In the present study, we systematically identified and analyzed mulberry TCP transcription factors. We performed analyses of gene structures, expression patterns, subcellular localizations, and responses to drought stress, thereby generating new data for elucidating the roles of mulberry TCP transcription factors in future functional studies. This would aid in the selection and breeding of mulberry cultivars that are drought-tolerance.

2. Materials and Methods

2.1. Plant Materials and Culture Conditions

Seeds of mulberry (Morus atropurpurea ‘Guisangyou12’, abbreviated as GY12) were soaked in aseptic water for 48 h at 4 °C and then transferred to a 25 °C climate chamber under a 16-h light/8-h dark cycle. After germination, the mulberry seedlings were transplanted and raised on sterile soil under well-watered conditions. In subsequent experiments, 21- to 49-day-old mulberry seedlings were used to study root growth; the root lengths of 10 seedlings at each development stage were measured with a ruler with stamped millimeter graduation, while 1-month-old seedlings were used for drought treatment.

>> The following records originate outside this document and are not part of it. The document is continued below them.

PR #171, opened 2018-03-19
Updated all vars in test files to consts and lets.

barrymichaeldoyle:
It's better to define variables as consts and lets over vars.

### DIFF
--- a/__tests__/PropTypesDevelopmentReact15.js
+++ b/__tests__/PropTypesDevelopmentReact15.js
@@ -9,8 +9,8 @@
 
 'use strict';
 
-var React;
-var PropTypes;
+let React;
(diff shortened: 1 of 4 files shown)


barrymichaeldoyle:
Doesn't the babel preset sort that out?

ljharb:
In the test files, i suppose, but none of the production files in this repo get run through babel.

barrymichaeldoyle:
Ah right, didn't realize that. I'll update the PR to only update the tests.

barrymichaeldoyle:
There we go, I reset back to the commits that only affect the test files 👍

gaearon:
Seems fine, thanks. A PR adding a Babel step would also be great!

Issue #183, opened 2018-05-21
`objectOf` should not require `hasOwnProperty` to be a function


tor-ocean:
When using objects as dictionaries, and to avoid littering code with `hasOwnProperty` checks, it can be useful to use `object = Object.create(null)` instead of `object = {}` when creating the object.

Unfortunately, this causes the `PropTypes.objectOf` checker to throw:

```
Warning: Failed prop type: propValue.hasOwnProperty is not a function
```

as the code assumes that every value will have an `hasOwnProperty` method in its prototype chain:

https://github.com/facebook/prop-types/blob/01634d92e4e4cb5ffaf7de96ea8cb5da9b65e4f0/factoryWithTypeCheckers.js#L305

In my case, I will have to work around it by using a regular object and refactor the rest of my own code to do the same `hasOwnProperty` check.

I would still argue that this is a bug and needs to be fixed. When checking that a value is an object where every own key maps to a value of a certain type, it is self-contradictory that the code simultaneously requires that one specific key is going to map to a function. What was supposed to check that the value is a dictionary of a specific type now risks crashing the app when that is the case.

Imagine the case where the object is truly being used as a dictionary, even with a regular `{}` object, what's to stop the key `"hasOwnProperty"` to map to some other value? Malicious users might even cause a component to crash for other users by exploiting this.

ljharb:
This is a good fix; not because null objects are reasonable or because almost anyone would use them, but because `delete Object.prototype.hasOwnProperty` is a thing.

dferber90:
I am getting the same warning when defining this prop-type validation:

```js
PropTypes.shape({
  pathname: PropTypes.string.isRequired,
  query: PropTypes.objectOf(PropTypes.string),
}),
```

And when the passed value is:

```
{
  "pathname": "/foo",
  "query": {
    "perPage": "6",
    "sortBy": "createdAt",
    "sortDirection": "desc"
  }
}
```

It results in this error:

```
Warning: Failed prop type: propValue.hasOwnProperty is not a function
```

likerRr:
Any updates on it? I also faced the same issue, when validating object, created with `Object.create`

dferber90:
#187 is approved and solves this. It's waiting for a merge still.

PR #187, opened 2018-05-29
Support validation when hasOwnProperty is not in prototype

dferber90:
Avoids the `Warning: Failed prop type: propValue.hasOwnProperty is not a function` warning when `hasOwnProperty` is not defined in the prototype chain.

See #183 for details.

---

- On the original issue @ljharb [noted something about `delete Object.prototype.hasOwnProperty` being a thing](https://github.com/facebook/prop-types/issues/183#issuecomment-390845818). I did not quite get this comment, so this solution might not work because of that. Just close this PR in that case.
- I did not add tests for the combined case of `PropTypes.shape({ q: PropTypes.objectOf(PropTypes.string) })` I pointed out in https://github.com/facebook/prop-types/issues/183#issuecomment-392545102, as I didn't know where to place them

### DIFF
--- a/checkPropTypes.js
+++ b/checkPropTypes.js
@@ -12,6 +12,7 @@ var printWarning = function() {};
 if (process.env.NODE_ENV !== 'production') {
   var ReactPropTypesSecret = require('./lib/ReactPropTypesSecret');
   var loggedTypeFailures = {};
+  var has = Function.call.bind(Object.prototype.hasOwnProperty);
 
   printWarning = function(text) {
     var message = 'Warning: ' + text;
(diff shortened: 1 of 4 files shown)


checkPropTypes.js
```diff
@@ -28,7 +28,7 @@ if (process.env.NODE_ENV !== 'production') {
 function checkPropTypes(typeSpecs, values, location, componentName, getStack) {
   if (process.env.NODE_ENV !== 'production') {
     for (var typeSpecName in typeSpecs) {
-      if (typeSpecs.hasOwnProperty(typeSpecName)) {
+      if (Object.prototype.hasOwnProperty.call(typeSpecs, typeSpecName)) {
```
ljharb: The next robustness step is to do `var has = Object.prototypr.hasOwnProperty` at module scope, and then here, do `has.call`.

dferber90:
I moved the declaration to module scope now (amended the commit) and added a test for objects with a `hasOwnProperty` property.

mhuggins:
Thanks for this fix!  Running into this as well.  Is there a reason it sits open?

dferber90:
@mhuggins It is ready to be merged from my side (aside from the merge conflicts now).

ljharb:
Rebased this; it's partially addressed by #112 but still includes tests and a fix.

mhuggins:
Thanks, guys! ❤️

2.2. Phylogenetic and Comparative Sequence Analyses of the TCP Family

Annotated sequences of Arabidopsis thaliana and Populus euphratica [28] TCP transcription factors and CDS regions were downloaded from the PlantTFDB (http://planttfdb.gao-lab.org/, accessed on 12 July 2022) and NCBI (https://www.ncbi.nlm.nih.gov/, accessed on 12 July 2022) databases (Table S1). After performing tblastn searches (E-value < 10−10) to identify candidate TCP members in the M. alba genome [29], we applied Interpro (https://www.ebi.ac.uk/interpro/, accessed on 25 July 2022) to confirm the presence of the conserved TCP domain in each candidate [30]. A phylogenetic tree based on full-length amino acid sequences from A. thaliana, P. euphratica, and M. alba was then constructed in MEGA11 by the neighbor-joining method with 1000 bootstrap repetitions, with all other parameters kept at default settings [31]. Multiple alignments of the MaTCP proteins were performed by using CLUSTALW (https://www.genome.jp/tools-bin/clustalw, accessed on 6 August 2022). Conserved motifs of MaTCP proteins were determined using MEME (https://meme-suite.org/meme/, accessed on 5 August 2022).

2.3. Promoter Element Analyses

The PlantCARE database (https://bioinformatics.psb.ugent.be/webtools/plantcare/html/, accessed on 10 November 2022) was used to determine the number and composition of stress- and development-related elements in the 2-kb promoter of MaTCP genes. The data analysis and mapping were carried out with TBtools [32].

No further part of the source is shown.